17-03-2026 13:51 - La Guinée, le Liberia et la Sierra Leone s'engagent à résoudre leurs tensions frontalières par le «dialogue»
RFI AFRIQUE -
La Guinée, le Liberia et la Sierra Leone se sont engagés à résoudre par le « dialogue » et de « manière diplomatique » leurs différends frontaliers, alors que Conakry a déployé dimanche des troupes à sa frontière avec le Liberia, selon un communiqué lu lundi soir 16 mars à la télévision nationale guinéenne.
Le chef d'État guinéen Mamadi Doumbouya a reçu ce lundi 16 mars à Conakry son homologue libérien Joseph Boakai et le dirigeant sierra-léonais Julius Maada Bio lors d'un sommet à huis clos concernant les récentes tensions aux frontières communes de leurs trois pays à propos de la délimitation de leurs territoires respectifs.
La Côte d'Ivoire, qui a une frontière commune avec la Guinée et le Liberia, était également représentée à la rencontre « en qualité de pays témoin », selon les autorités guinéennes.
Les leaders des trois pays n’ont fait aucune déclaration. C’est le ministre guinéen des Affaires étrangères, Morissanda Kouyaté, qui a lu le communiqué commun : « Les parties se sont engagées en faveur de la paix, de la sécurité, de la stabilité et du développement au sein de l’Union du Fleuve Mano. À cet effet, elles ont appelé au retour du statu quo de coexistence pacifique entre les communautés frontalières. »
Ces échanges se sont tenus en présence de la ministre ivoirienne des Affaires étrangères, Nialé Kaba. Quatrième État de l’Union du fleuve Mano, la Côte d’Ivoire a joué le rôle d’observateur. Et la volonté commune d’accentuer la coopération sécuritaire a été affichée.
« Les parties se sont engagées à poursuivre une coopération sécuritaire et ceci par l’intensification des patrouilles et des opérations frontalières conjointes, l’échange régulier d’échanges de renseignements et d’informations sécuritaires et l’établissement de mécanismes de communication rapides entre les autorités locales et les forces de sécurité », a ajouté Morissanda Kouyaté.
Les trois États ouest-africains ont également annoncé la création de commissions conjointes techniques pour « examiner les questions de délimitation et de gestion des frontières », appelant leurs populations respectives au calme.

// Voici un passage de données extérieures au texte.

PR #541, opened 2026-07-01
feat(thread_aware): add ProcessorCount::AtMost for capped processor count

sandersaares:
## What

Adds a new `ProcessorCount::AtMost(NonZero<usize>)` variant that requests an upper bound on the number of processors, clamping down to every available processor when the hardware offers fewer than requested.

Also renames the existing `ProcessorCount::Manual` variant to `ProcessorCount::Exactly`. Reviewers noted that `Manual` was easy to confuse with the newly added `AtMost` variant; `Exactly` makes the "require exactly this many processors" semantics unambiguous versus `AtMost`'s upper-bound behavior.

## Why

`Exactly(N)` requires exactly `N` processors and panics via `ThreadRegistry::new`/`with_hardware` when the machine has fewer. There was no way to express "use up to `N`, but accept fewer if that is all the machine has". `AtMost` fills that gap for callers that want to cap resource usage while still running unchanged on smaller machines. For example, `AtMost(32)` uses 32 processors on a machine with at least 32, and all of them on a machine with fewer.

## How

`ThreadRegistry::with_hardware` clamps the ceiling to `hardware.processors().len()` (the quota-enforced available count) and calls the existing `ProcessorSetBuilder::take()`. No change to `many_cpus` is required. Unlike `Exactly`, `AtMost` never fails when the machine is smaller than the ceiling.

## Testing

Added three deterministic tests using the `many_cpus::fake` hardware harness: request below available, request equal to available, and request exceeding available (clamps to all, no panic). `cargo test -p thread_aware`, `just clippy`, `just format-check`, and the docs.rs doc build all pass.

### DIFF
--- a/crates/thread_aware/src/registry.rs
+++ b/crates/thread_aware/src/registry.rs
@@ -16,7 +16,7 @@ const POISONED_LOCK_MSG: &str = "poisoned lock means type invariants may not hol
 
 /// The number of processors to use for the registry.
 ///
-/// Use `Auto` for the default number of processors, `Manual` to require an exact
+/// Use `Auto` for the default number of processors, `Exactly` to require an exact
 /// number of processors, `AtMost` to request an upper bound that is satisfied by
 /// fewer processors when the hardware offers fewer, or `All` to use every processor.
 #[derive(Debug, Clone, Default, PartialEq, Eq)]
@@ -28,7 +28,7 @@ pub enum ProcessorCount {
     /// Use a specific number of processors.
     ///
     /// Registry construction panics if the hardware offers fewer processors than requested.
-    Manual(NonZero<usize>),
+    Exactly(NonZero<usize>),
     /// Use up to this many processors, or every available processor when the
     /// hardware offers fewer than requested.
     ///
@@ -66,7 +66,7 @@ impl ThreadRegistry {
     ///
     /// # Panics
     ///
-    /// This will panic if there are not enough processors available when using `Manual` or if no processors are available when using `Auto` or `All`.
+    /// This will panic if there are not enough processors available when using `Exactly` or if no processors are available when using `Auto` or `All`.
     /// If there are more than `u16::MAX` processors or memory regions.
     #[must_use]
     pub fn new(count: &ProcessorCount) -> Self {
@@ -80,11 +80,11 @@ impl ThreadRegistry {
 
         let processors = match count {
             ProcessorCount::Auto | ProcessorCount::All => builder.take_all(),
-            ProcessorCount::Manual(count) => builder.take(*count),
+            ProcessorCount::Exactly(count) => builder.take(*count),
             ProcessorCount::AtMost(max) => {
                 // A processor set is never empty, so taking every available processor
                 // always satisfies a ceiling that meets or exceeds what the machine
-                // offers, without failing the way `Manual` would.
+                // offers, without failing the way `Exactly` would.
                 if max.get() >= hardware.processors().len() {
                     builder.take_all()
                 } else {
@@ -238,8 +238,8 @@ mod tests {
 
     #[test]
     #[cfg_attr(miri, ignore)]
-    fn test_registry_manual() {
-        let registry = ThreadRegistry::new(&ProcessorCount::Manual(NonZero::new(1).unwrap()));
+    fn test_registry_exactly() {
+        let registry = ThreadRegistry::new(&ProcessorCount::Exactly(NonZero::new(1).unwrap()));
         assert_eq!(registry.num_affinities(), 1);
     }
 
@@ -251,12 +251,12 @@ mod tests {
         let iterator_count = registry.affinities().count();
         assert_eq!(registry.num_affinities(), iterator_count);
 
-        // Also test with manual processor count > 1 if available
+        // Also test with an exact processor count > 1 if available
         if iterator_count > 1 {
             let count = NonZero::new(2.min(iterator_count)).unwrap();
-            let registry_manual = ThreadRegistry::new(&ProcessorCount::Manual(count));
-            assert_eq!(registry_manual.num_affinities(), count.get());
-            assert_eq!(registry_manual.num_affinities(), registry_manual.affinities().count());
+            let registry_exactly = ThreadRegistry::new(&ProcessorCount::Exactly(count));
+            assert_eq!(registry_exactly.num_affinities(), count.get());
+            assert_eq!(registry_exactly.num_affinities(), registry_exactly.affinities().count());
         }
     }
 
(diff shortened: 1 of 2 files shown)


crates/thread_aware/src/registry.rs
```diff
@@ -72,6 +81,15 @@ impl ThreadRegistry {
...
             ProcessorCount::Manual(count) => builder.take(*count),
+            ProcessorCount::AtMost(max) => {
+                // Clamp the ceiling to what the hardware actually offers so a larger
+                // request than the machine provides is satisfied by taking every
+                // available processor instead of failing.
+                let available = hardware.processors().len();
+                let count =
+                    NonZero::new(max.get().min(available)).expect("a processor set is never empty, so the clamped count is at least one");
+                builder.take(count)
+            }
```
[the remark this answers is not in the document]
sandersaares: Addressed in 7127fffb, but not by adding a zero-length fallback. A processor set is never empty (many_cpus returns a NonEmpty<Processor>), so `len() == 0` is not a reachable state. The arm now relies on that invariant: when the ceiling meets or exceeds the available count it takes all available processors via take_all(), otherwise it takes exactly `max`. This removes the confusing panic site and the NonZero re-wrap entirely, and the shared .expect("Not enough processors available") still governs the genuinely-unsatisfiable (filtered) case.

crates/thread_aware/src/registry.rs
```diff
@@ -16,17 +16,26 @@ const POISONED_LOCK_MSG: &str = "poisoned lock means type invariants may not hol
...
 #[derive(Debug, Clone, Default, PartialEq, Eq)]
 pub enum ProcessorCount {
     /// Use the default number of processors. Right now this is equivalent to using
     /// all processors, but this default may change in the future.
     #[default]
     Auto,
     /// Use a specific number of processors.
+    ///
+    /// Construction fails if the hardware offers fewer processors than requested.
     Manual(NonZero<usize>),
```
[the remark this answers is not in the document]
sandersaares: Good catch — reworded in 7127fffb to "Registry construction panics if the hardware offers fewer processors than requested."

sandersaares:
Intentional. Adding `ProcessorCount::AtMost` to this exhaustive enum is a deliberate breaking change; the release should be cut as `thread_aware@breaking` (0.7.5 -> 0.8.0 under the repo's 0.x SemVer rules).

martintmk (approved):

crates/thread_aware/src/registry.rs
```diff
@@ -16,17 +16,26 @@ const POISONED_LOCK_MSG: &str = "poisoned lock means type invariants may not hol
...
+    ///
+    /// Registry construction panics if the hardware offers fewer processors than requested.
     Manual(NonZero<usize>),
+    /// Use up to this many processors, or every available processor when the
+    /// hardware offers fewer than requested.
+    ///
+    /// This suits callers that want to cap resource usage while still running on
+    /// smaller machines. For example, `AtMost(32)` uses 32 processors on a machine
+    /// with at least 32, and all of them on a machine with fewer.
+    AtMost(NonZero<usize>),
```
sgalkin, line 39: what will happen if one uses `Manual(32)` on machine with less than32 processors?

crates/thread_aware/src/registry.rs
```diff
@@ -16,17 +16,26 @@ const POISONED_LOCK_MSG: &str = "poisoned lock means type invariants may not hol
...
 pub enum ProcessorCount {
     /// Use the default number of processors. Right now this is equivalent to using
     /// all processors, but this default may change in the future.
     #[default]
     Auto,
     /// Use a specific number of processors.
+    ///
+    /// Registry construction panics if the hardware offers fewer processors than requested.
     Manual(NonZero<usize>),
+    /// Use up to this many processors, or every available processor when the
```
sgalkin, line 33: I don't have good name yet, but this line and `AtMost` doesn't compute together in my head. `AtMost` let me think about some number in between of 1 and value, not capped value. Also, it feels like `Manual` should cover the case.

crates/thread_aware/src/registry.rs
sandersaares: Panic. `Manual` really means `Exactly`

crates/thread_aware/src/registry.rs
sandersaares: > AtMost let me think about some number in between of 1 and value, not capped value

Well "some number between 1 and value" is kind of correct? At least, I would be happy with this interpretation. But alternative suggestions are welcome.

Perhaps `Manual` -> `Exactly` is a useful rename here for clarity. I will do that.

I suppose this API could use a UX review and adjustment pass in a bigger picture, I rather hesitate to scope creep this PR to make this API "nice" in existing regards. If you have more ideas, let me know though - we can collect them for the backlog and propose a future tidy-up feature.

sandersaares:
`AtMost` being a breaking change is annoying. I campaign for all y'all's upvotes at https://o365exchange.visualstudio.com/O365%20Core/_workitems/edit/7546921/

crates/thread_aware/src/registry.rs
```diff
@@ -57,7 +66,7 @@ impl ThreadRegistry {
     ///
     /// # Panics
     ///
-    /// This will panic if there are not enough processors available when using `Manual` or if no processors are available when using `Auto` or `All`.
+    /// This will panic if there are not enough processors available when using `Exactly` or if no processors are available when using `Auto` or `All`.
```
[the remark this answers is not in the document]
sandersaares: Incorrect - AtMost can never fail - there is always at least 1 processor in a processor set, which it can use. There is no logic path that allows it to fail (unless we have a bug).

crates/thread_aware/src/registry.rs
```diff
@@ -71,7 +81,17 @@ impl ThreadRegistry {
 
         let processors = match count {
             ProcessorCount::Auto | ProcessorCount::All => builder.take_all(),
-            ProcessorCount::Manual(count) => builder.take(*count),
+            ProcessorCount::Exactly(count) => builder.take(*count),
+            ProcessorCount::AtMost(max) => {
+                // A processor set is never empty, so taking every available processor
+                // always satisfies a ceiling that meets or exceeds what the machine
+                // offers, without failing the way `Exactly` would.
+                if max.get() >= hardware.processors().len() {
```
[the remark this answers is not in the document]
sandersaares: Fixed

ralfbiedert (approved):

crates/thread_aware/src/registry.rs
```diff
@@ -57,7 +67,7 @@ impl ThreadRegistry {
     ///
     /// # Panics
     ///
-    /// This will panic if there are not enough processors available when using `Manual` or if no processors are available when using `Auto` or `All`.
+    /// This will panic if there are not enough processors available when using `Exactly` or if no processors are available when using `Auto` or `All`.
```
ralfbiedert: This feels a bit wrong. Panics equal programming errors, but not having enough HW capacity doesn't seem like a programming errors to me, but rather an Error?

sandersaares: Fair point. I think this was mostly motivated by a general principle you defined at some point that any runtime-creation error is a fatal error and should just panic, and this just picked up the pattern from the runtime (perhaps incorrectly). We can fine-tune as part of runtime-related API refinement, though - I certainly have no strong feelings on the subject.

crates/thread_aware/src/registry.rs
```diff
@@ -16,17 +16,27 @@ const POISONED_LOCK_MSG: &str = "poisoned lock means type invariants may not hol
...
 /// The number of processors to use for the registry.
 ///
-/// This can be set to `Auto` to use the default number of processors,
-/// or `Manual` to specify a specific number of processors.
-/// The `All` variant is used to specify that all processors should be used.
+/// Use `Auto` for the default number of processors, `Exactly` to require an exact
+/// number of processors, `AtMost` to request an upper bound that is satisfied by
+/// fewer processors when the hardware offers fewer, or `All` to use every processor.
 #[derive(Debug, Clone, Default, PartialEq, Eq)]
+#[non_exhaustive]
```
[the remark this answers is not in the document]
sandersaares: This is a language feature, it does not need documentation at every call site.

ralfbiedert (approved):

Conséquence directe de cette rencontre : l’armée guinéenne a annoncé, via un communiqué, le retrait immédiat de ses troupes déployées à la frontière. Un nouveau sommet de l’Union du Fleuve Mano a été annoncé. Il doit se tenir dans un délai d’un mois.

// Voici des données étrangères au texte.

PR #549, opened 2026-07-07
feat(fetch)!: use SimpleClock and add total-duration + http.client.name metrics

martintmk:
## Summary

Improves the `fetch` crate's metrics and logging handlers.

## Clock -> SimpleClock

`Logging` and `Metrics` now use `tick::SimpleClock` instead of `tick::Clock`. Since `SimpleClock::new_system()` needs no runtime or driver, the clock is optional:

- Removed the clock argument from `Logging::layer()` and `Metrics::layer()`.
- Added a `.clock(impl Into<SimpleClock>)` setter on both layers, defaulting to a system clock (useful for injecting a controlled clock in tests).

## Total request-duration metric

The standard pipeline records total request duration in addition to per-attempt duration:

- New `MetricsLayer::report_total_duration(bool)` records the histogram under `http.client.request.total_duration` instead of `http.client.request.duration`.
- The standard pipeline gains a `total_metrics` layer (configurable via `StandardRequestPipeline::total_metrics`), placed as the outermost layer so it measures the whole logical request including all retries and hedged attempts.

## `http.client.name` metric attribute

- The configured client name (`HttpClientBuilder::name`, default `http_client`) is reported as the `http.client.name` instrumentation-scope attribute alongside `fetch.runtime` / `fetch.transport`, so all of a client's metrics can be correlated with a specific named client. The name is applied whether it is set before or after the meter provider.

## Documentation

- The `telemetry` documentation module documents the `http.client.request.total_duration` instrument and the `http.client.name` attribute.

## Breaking changes

- `Logging::layer` and `Metrics::layer` no longer take a clock argument (use `.clock(..)`).
- `HttpClientBuilder::meter_provider` now takes the provider by value (`impl MeterProvider + Send + Sync + 'static`) instead of `&dyn MeterProvider`.


martintmk:
can you also update the "telemetry" documentation module with the information about the metrics and new attribtues being reported

martintmk:
&#x1F916; Done -- updated the `telemetry` documentation module (`crates/fetch/src/_documentation/telemetry.rs`):

- Added `http.client.request.overall_duration` to the metrics table plus a dedicated section describing it as the whole-request duration (all retries and hedged attempts) recorded by the outermost `overall_metrics` layer in the standard pipeline.
- Documented the new `resilience.attempt.index` / `resilience.attempt.is_last` attributes, reported when `MetricsLayer::include_attempt` is enabled (with the `0` / `is_last = true` fallback when no attempt is present).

Soldats déployés à la frontière depuis les tensions
Des tensions ont éclaté ces derniers jours entre la Guinée et son voisin du Liberia à leur frontière commune, provoquant des affrontements entre des civils libériens et des soldats guinéens, selon un communiqué lundi matin du ministère libérien des Affaires étrangères.
Signe des tensions, les autorités guinéennes avaient déployé des soldats à leur frontière avec le Liberia, selon des images diffusées par la Direction de l'information et des relations publiques des armées (Dirpa). Les images, reprises par la télévision nationale, RTG, montrent une colonne de véhicules militaires (pick-up, blindés, camions) stationnés devant un camp et des soldats lourdement armés. On y voit également le général Mamadi Doumbouya leur remettre le drapeau national avant leur départ.
Jeudi, le gouvernement libérien avait appelé sa population habitant à la frontière avec la Guinée à « rester calme » et à éviter une escalade alors que des tensions avaient éclaté dans cette région, faisant un blessé.
Fin février, des incidents frontaliers avaient également eu lieu entre la Guinée et la Sierra Leone, les deux pays s'étant mutuellement accusés d'incursions militaires sur leurs territoires à leur frontière commune.
L'Union du fleuve Mano a été créée le 3 octobre 1973 par la « Déclaration de Malema » signée par le président William Tolbert de la République du Liberia et le président Dr Siaka Stevens de la République de Sierra Leone. L'Union a été élargie par l'adhésion de la République de Guinée le 28 octobre 1980. La République de Côte d'Ivoire y a adhéré le 15 mai 2008. L'organisation vise à faciliter le libre-échange dans le commerce, le développement des infrastructures et le renforcement de la sécurité dans le bassin du fleuve Mano.